B. Increased release of stress hormones like cortisol.
C. Decreased food intake pre-surgery.
D. Reduced glucose production by the liver.
Correct Answer: B
Explanation: Stress hormones like cortisol and epinephrine increase during surgery, raising blood glucose levels.
A child with Type 1 Diabetes is starting school. The nurse provides teaching to the parents about managing diabetes at school. What statement is accurate?

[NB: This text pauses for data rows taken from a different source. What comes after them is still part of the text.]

Issue #153, opened 2018-01-09
Missing symbols for Vigortronix VTX-214-010 family


antoniovazquezblanco:
The footprint exists (`Converter_ACDC_Vigortronix_VTX-214-010-xxx_THT.kicad_mod`) but no symbols for the component.

myfreescalewebpage:
@antoniovazquezblanco added VTX-214-010 with https://github.com/KiCad/kicad-symbols/pull/1648

antoniovazquezblanco:
I will review it. Need some time but I will find it ;)

antoniovazquezblanco:
Thank you @evanshultz! Faster than me ;)

PR #1648, opened 2019-03-18
Create VTX-214-010 family

myfreescalewebpage:
Fixes https://github.com/KiCad/kicad-symbols/issues/153

Create VTX-214-010 family following issue at https://github.com/KiCad/kicad-symbols/issues/153.
The symbol is based on VTX-214-015 already in the library

---

http://www.vigortronix.com/10WattACDCPCBPowerModule.aspx

Capture

GND pin at the right, warning from travis check, followed convention for this kind of symbol.


evanshultz:
1. Datasheet page 2 shows pin names of `L`, `N`, DC+` and `DC-`. Should we adhere to that? It seems more clear than either set of pin names shown on page 3. This goes for the existing VTX symbol too.
1. The -107 version is 7.5V output.
1. Can the `xxx*` be removed from the FP filter? Possibly swap it to `THT*`?

myfreescalewebpage:
@evanshultz thanks for the answer.

1- Yes and page 3 shows other names too. I have made some screenshot below.



So I just decided to keep the same name than VTX-214-015 family. Let me known what is the best, the datasheet has no clear table of the pins names...
2- fixed.
3- Keep consistency of the format with VTX-214-015 family too.

Joel

evanshultz:
1. The table on page 2 was the only place that was clear about the two AC pins, so that's one reason why I favored it. Both VTX symbols could use this naming?
3. Right now, this part of the FP filter does nothing. If there was an SMD later then possibly adding "THT" could help. But likely there will only be the THT version so the footprint and the symbol don't need to capture that. We don't specify SMD or THT for most footprints if there's only one version.

Neither are blocking to merge this, but thinking that having v5.1 released gives us more latitude to change I looked at it with fresh eyes. :)

myfreescalewebpage:
1- Yes they can, I will fix both symbols right now
2- My intention was to help the issue #153 which is only about the missing symbol but if it is more consistent we can also review the footprints names, let me know

myfreescalewebpage:
Changing the output names also solve one travis warning :)

myfreescalewebpage:
@evanshultz any new comments ? Thanks.

evanshultz:
Nope. Looks OK.

antoniovazquezblanco:
Thank you both!

PR #1652, opened 2019-03-19
SN65HVD1050

SchrodingersGat:
Added 5V CAN transceiver in SOIC-8 package
http://www.ti.com/lit/ds/symlink/sn65hvd1050.pdf

image

image

Symbol copied from existing SN65xxx series of CAN chips for compatibility.


myfreescalewebpage:
Hi @SchrodingersGat , thanks for contributing,

- [ ] Package in the description should be completed: "SOIC-8"
- [ ] VREF should use capital letters
- [ ] According to typical application schematic page 19, I think VREF should be moved between CANH and CANL pins
- [ ] "transceiver" in keywords badly spelled

Cheers,
Joel

evanshultz:
@SchrodingersGat Ping!

SchrodingersGat:
All covered, I think. Thanks for the review

myfreescalewebpage:
I have trouble with the design of the right part of the symbol, because it is not vertically centered.

Your symbol:

Capture

An other symbol I think better in the library (LTC2875-DD), except it is too large and that for this device PAD should be stacked with GND:

ltc

SchrodingersGat:
Should we consolidate all the CAN symbols then? There are a few different sizes and shapes for them.

myfreescalewebpage:
Good question, at least KLC errors can be improved but something more consistent between the symbol is good to have IMO. @evanshultz yours ?

evanshultz:
I fully support the idea, but to follow the devs and Rene we can't until close to v6. But for now we can at least make future contributions attractive.

SchrodingersGat:
image

Updated

myfreescalewebpage:
@SchrodingersGat no more comment here, merging. Thanks for this job!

A. “Your child does not need a glucagon kit if hypoglycemia occurs.”
B. “Pack a high-protein snack in case of hypoglycemia.”
C. “Notify the school staff about symptoms of hypoglycemia.”
D. “Administer extra insulin before physical activity.”
Correct Answer: C
Explanation: School staff should be informed of hypoglycemia symptoms to respond promptly if needed. A glucagon kit should also be available.
A patient taking metformin is scheduled for a CT scan with iodine contrast. What should the nurse advise?
A. “Continue taking metformin as prescribed.”
B. “Stop metformin 2 days before the scan and restart it 2 days after.”
C. “Increase fluid intake and continue metformin.”
D. “Skip the dose on the day of the scan only.”
Correct Answer: B
Explanation: Iodine contrast increases the risk of renal failure, which can exacerbate lactic acidosis when combined with metformin. Stopping metformin before and restarting after the scan ensures safety.
A patient taking sulfonylureas reports flushing and palpitations after consuming alcohol. What is the likely cause?
A. An allergic reaction to the medication
B. Drug-induced hypoglycemia
C. Alcohol interaction causing a disulfiram-like reaction
D. Increased insulin resistance
Correct Answer: C
Explanation: Sulfonylureas can cause a disulfiram-like reaction when combined with alcohol, leading to flushing, palpitations, and nausea.
A patient with diabetes is diagnosed with gastroparesis. What symptom is most consistent with this condition?
A. Diarrhea after meals
B. Vomiting undigested food hours after eating
C. Rapid stomach emptying
D. Frequent heartburn
Correct Answer: B
Explanation: Gastroparesis is delayed gastric emptying caused by autonomic nerve damage, leading to vomiting of undigested food.
The nurse is educating a patient on diabetic retinopathy. Which statement indicates understanding?
A. “Retinopathy occurs because my blood vessels in the retina are damaged.”
B. “This condition can be reversed with medication.”
C. “I should avoid using insulin to prevent retinopathy.”
D. “Retinopathy only occurs in patients with Type 1 Diabetes.”
Correct Answer: A
Explanation: Diabetic retinopathy results from capillary damage in the retina due to prolonged hyperglycemia. It is a complication seen in both Type 1 and Type 2 Diabetes.
A patient on insulin therapy is admitted with tachycardia, sweating, and confusion. What is the nurse’s priority action?
A. Check the patient’s blood glucose level.
B. Administer insulin.
C. Notify the healthcare provider.
D. Encourage the patient to drink water.
Correct Answer: A
Explanation: These symptoms suggest hypoglycemia. The first step is to confirm blood glucose levels before initiating treatment.
A nurse is caring for a patient with poorly controlled Type 2 Diabetes who frequently skips meals. The nurse should emphasize which teaching point?
A. “Skipping meals prevents blood sugar spikes.”
B. “Take your medication even if you skip meals.”
C. “Skipping meals increases the risk of hypoglycemia.”
D. “Only check your blood sugar after meals.”
Correct Answer: C
Explanation: Skipping meals can lead to hypoglycemia, especially when taking medications like sulfonylureas that lower glucose independent of food intake.
A patient using a continuous subcutaneous insulin infusion (CSII) pump asks about its advantages. The nurse explains that the pump:
A. Provides insulin at a steady basal rate and allows bolus doses for meals.
B. Delivers only basal insulin throughout the day.
C. Eliminates the need for glucose monitoring.
D. Prevents all episodes of hyperglycemia.
Correct Answer: A
Explanation: The CSII pump delivers a continuous basal rate and bolus doses for meal-related glucose spikes, but glucose monitoring is still essential.